# WORK TO COMPLETE
For the data below, please report each line where the word "shown" is found.

Dataset entries
============================================================
PR #8912, opened 2023-05-12
feat: mechanism to log timeout queries

znarf:


server/lib/hyperwatch.js
```diff
@@ -97,6 +103,16 @@ const load = async app => {
       } catch (err) {
         reject(err);
       }
+    };
+
+    // 30s timeout
+    const finishTimeout = setTimeout(() => {
+      finish();
+    }, 30 * 1000);
```
Betree, line 111: In case the timeout gets changed during the request

```es6
}, req.socket?.server?.timeout || 30 * 1000);
```

PR #8917, opened 2023-05-15
Fine-tune Sentry for slow requests

Betree:
Resolve https://github.com/opencollective/opencollective/issues/6749

### DIFF
--- a/server/lib/sentry.ts
+++ b/server/lib/sentry.ts
@@ -30,6 +30,7 @@ const getIntegrations = (expressApp = null): Integration[] => {
 };
 
 const TRACES_SAMPLE_RATE = parseFloat(config.sentry.tracesSampleRate) || 0;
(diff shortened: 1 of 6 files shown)


server/lib/sentry.ts
```diff
@@ -29,40 +29,51 @@ const getIntegrations = (expressApp = null): Integration[] => {
...
     },
     beforeSendTransaction(event) {
-      try {
-        const reqBody = JSON.parse(event.request.data);
-        event.request.data = JSON.stringify(utils.redactSensitiveFields(reqBody));
-      } catch (e) {
-        // request data is not a json
-      }
-
+      redactSensitiveDataFromRequest(event.request);
```
Betree, line 60: Small refactor to use the same helper for both issues & performance

znarf (approved):
Great!

PR #8922, opened 2023-05-16
Add route to fetch memory dump

Betree:
Not to be merged now as we already identified a possible source for the leak, but could be useful later


znarf:
Seems this way of doing it is outdated? https://dev.to/bengl/node-js-heap-dumps-in-2021-5akm

Betree:
> Seems this way of doing it is outdated? https://dev.to/bengl/node-js-heap-dumps-in-2021-5akm

Nice, using v8 seems much faster. Will update the PR if we end up needing doing that.

PR #8927, opened 2023-05-16
fix: extract Bearer token without throwing exception

znarf:
in the oAuth protocol, authorization header can be used with the`Basic` scheme, ignore this one


znarf:
E2E not behaving, it should be fine, merging.

PR #8935, opened 2023-05-17
Clean environment variables

znarf:
Make sure to compute non-sensitive defaults so we can remove them from production/staging custom configuration.

### DIFF
--- a/config/production.json
+++ b/config/production.json
@@ -58,27 +58,12 @@
   "thegivingblock": {
     "apiUrl": "https://public-api.tgbwidget.com/v1"
   },
-  "aws": {
-    "s3": {
-      "bucket": "opencollective-production"
-    }
-  },
   "graphql": {
     "cache": {
       "enabled": true
     }
   },
-  "dbEncryption": {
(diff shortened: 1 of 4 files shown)


config/production.json
```diff
@@ -54,5 +57,28 @@
...
+      "bucket": "opencollective-production"
+    }
+  },
+  "graphql": {
+    "cache": {
+      "enabled": true
+    }
+  },
+  "dbEncryption": {
+    "cipher": "AES"
```
Betree, line 72: Maybe this one should stay private as it's security-related

config/production.json
```diff
@@ -54,5 +57,28 @@
...
+  },
+  "captcha": {
+    "enabled": true
+  },
+  "limits": {
+    "ordersPerHour": {
+      "perAccount": 100,
+      "perAccountForCollective": 10,
+      "perEmailForCollective": 5
```
Betree, line 81: Same here; keeping that private would make sense to me. Unless we override in prod.

Betree (approved):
============================================================
# RESPONSE FOR THIS EXERCISE
(diff shortened: 1 of 6 files shown)
(diff shortened: 1 of 4 files shown)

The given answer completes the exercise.